- [REQUIRED WORK] At the line containing "This change can", begin retyping, and continue word for word until the records below run out.

- [DATA]
PR #17875, opened 2023-02-23
feat: add the ConsenSys zkEVM (Linea) as a default network

VGau:
## Explanation

The goal of the PR is to add the ConsenSys zkEVM network (Linea) as a default test network like Goerli and Sepolia.
I've updated all translation files.
This change can only be tested when this PR (https://github.com/MetaMask/design-tokens/pull/408) is merged and the new design tokens library version is updated on metamask-extension repo.

### Before
Screenshot 2023-02-23 at 11 56 19 AM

- [SOLUTION TO THE PROBLEM]
This change can only be tested when this PR (https://github.com/MetaMask/design-tokens/pull/408) is merged and the new design tokens library version is updated on metamask-extension repo.

### Before
Screenshot 2023-02-23 at 11 56 19 AM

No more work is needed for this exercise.